● About this task
Word for word, restate the lines from the start of the data down to the line with "### LINKED ISSUE", both included.

** Given data follows **

PR #2449, opened 2022-10-26
Fixes #2447

### LINKED ISSUE #2447: Export does not work with ApplicationSecret
With the switch of the ApplicationSecret from String to PSCredential, the code in the Export function has not been updated. It still accepts the ApplicationSecret as a string and does not convert it later on. But then it calls New-M365DSCTenantDomain here:
https://github.com/microsoft/Microsoft365DSC/blob/7d3f6413f7b764b4b4bd6061a722dc5f33cd411c/Modules/Microsoft365DSC/Modules/M365DSCReverse.psm1#L237-L241

That in turn is calling the New-M365DSCConnection function and passing in all parameters, including the ApplicationSecret as string:
https://github.com/microsoft/Microsoft365DSC/blob/7d3f6413f7b764b4b4bd6061a722dc5f33cd411c/Modules/Microsoft365DSC/Modules/M365DSCUtil.psm1#L1398-L1399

** End of Given data **

● Problem solution
PR #2449, opened 2022-10-26
Fixes #2447

### LINKED ISSUE #2447: Export does not work with ApplicationSecret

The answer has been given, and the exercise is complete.